Background And Purpose: lipoprotein(a) [Lp(a)] level is an established risk factor for coronary artery disease and has been implicated in carotid artery disease (CAAD). The relationship between genetic variation in the LPA gene region and CAAD risk remains unknown.

Methods: we genotyped single nucleotide polymorphisms (SNPs) in the LPAL2, LPA, and PLG regions in 530 individuals with severe CAAD and 770 controls and kringle IV type 2 (KIV2) repeat length in a subset of 90 individuals.

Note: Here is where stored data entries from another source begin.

Issue #251, opened 2024-10-25
Convert DBsync and Sysinfo from shared to static library


cborla:
**Parent Issue:** https://github.com/wazuh/wazuh-agent/issues/241

## **Description**

The objective of this issue is to remove shared libraries from the Inventory module. Specifically, the DBsync and Sysinfo libraries should be converted from shared to static to improve compatibility across platforms.

## **Tasks**
- [ ] Convert the DBsync library from shared to static.
- [ ] Convert the Sysinfo library from shared to static.
- [ ] Validate Inventory functionality across the following platforms:
  - [ ] Linux
  - [ ] Windows
  - [ ] macOS
- [ ] Enable the Module Manager test for Windows, which previously failed due to missing DLL files.

## **Acceptance Criteria**
- DBsync and Sysinfo libraries are successfully converted to static libraries without impacting existing functionality.
- Inventory module passes functionality tests on Linux, Windows, and macOS platforms.
- Windows Module Manager tests run successfully without DLL or dependency errors.
- No shared library dependencies remain in the Inventory module after conversion.

nbertoldo:
### Update 2024/10/25

- Converting _sysinfo_ and _dbsync_ from shared to static library.

nbertoldo:
### Update 2024/10/30

When changing _sysinfo_ from `SHARED` to `STATIC` library I get these errors that occur at the time of linking _wazuh-agent_ executable:

```console
[ 95%] Linking CXX executable wazuh-agent
/usr/bin/ld: vcpkg_installed/x64-linux/debug/lib/librpm.a(rpmscript.o): in function `next_file':
/home/vagrant/wazuh-agent/src/vcpkg/buildtrees/librpm/x64-linux-dbg/lib/.././../src/9ed556c157-1b82a7a6d4.clean/lib/rpmscript.c:101:(.text+0x83): undefined reference to `lua_touserdata'
/usr/bin/ld: /home/vagrant/wazuh-agent/src/vcpkg/buildtrees/librpm/x64-linux-dbg/lib/.././../src/9ed556c157-1b82a7a6d4.clean/lib/rpmscript.c:102:(.text+0xad): undefined reference to `lua_pushstring'
...
```

It appears that librpm cannot find references to lua functions.

PR #262, opened 2024-10-29
Convert DBsync and Sysinfo from shared to static library

nbertoldo:
|Related issue|
|---|
| #251 |

## Description

This PR removes shared libraries from the Inventory module. Specifically, the `DBsync` and `Sysinfo` libraries should be converted from shared to static to improve platform compatibility.

## Tests

  - [ ] Linux
  - [ ] Windows
  - [ ] MAC OS X


cborla (approved):
LGTM

src/modules/inventory/CMakeLists.txt
```diff
@@ -5,6 +5,12 @@ project(Inventory)
 include(../../cmake/CommonSettings.cmake)
 set_common_settings()
 
+if (CMAKE_CXX_COMPILER_ID STREQUAL "MSVC")
+    set(CMAKE_CXX_FLAGS "${CMAKE_CXX_FLAGS} /WX-")
+    set(CMAKE_C_FLAGS "${CMAKE_C_FLAGS} /WX-")
+    add_compile_options(/w)
+endif()
```
jr0me, line 12: I wonder if it could work like this...

```
if (CMAKE_CXX_COMPILER_ID STREQUAL "MSVC")
    target_compile_options(Inventory PRIVATE /WX- /w)
endif()
```

(should probably come after line 23 (because of the `add_library`...)

If it still doesn't work we could try to find the targets that need these flags, instead of applying them to the entire project.

src/modules/CMakeLists.txt
```diff
@@ -17,7 +17,7 @@ message(STATUS "-------------------")
 
 if(ENABLE_INVENTORY)
     add_subdirectory(inventory)
-    target_link_libraries(ModuleManager PRIVATE Inventory)
+    target_link_libraries(ModuleManager PUBLIC Inventory)
```
jr0me, line 20: It doesn't work if it is `PRIVATE`?

jr0me (approved):
LGTM

A couple of notes:
* The two commits I added could be squashed, and their titles changed, I was testing at the moment so I didn't adhere to the convention of marking commits with fix, feat, etc...
* In some of these cmake files there are things to review later on; ie: one is building with c++14, other with c++17, and they set CXX flags that could potentially overwrite the flags of the parent scope (we should use the configureTarget cmake function or use target_compile_options) but it is beyond the scope of this issue.

src/modules/inventory/CMakeLists.txt
nbertoldo: Done!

Results: nine SNPs collectively accounted for 30% of the variance in Lp(a) level. Six SNPs were associated with Lp(a) level after accounting for KIV2 copy number, and the dominant KIV2 allele combined with these markers explained 60% of the variance in Lp(a) level. Five SNPs, including rs10455872, which had an odds ratio of 2.1 per minor allele and haplotypes formed by rs10455872, rs6919346, and rs3123629, were significant predictors of CAAD. After accounting for Lp(a) level, all evidence of CAAD-genotype association in the LPA region was eliminated.

Conclusions: LPA region SNPs capture some but not all of the effect of KIV2 repeat length on Lp(a) level. There are associations between LPA region SNPs and CAAD that appear to be attributable to effects on Lp(a) level.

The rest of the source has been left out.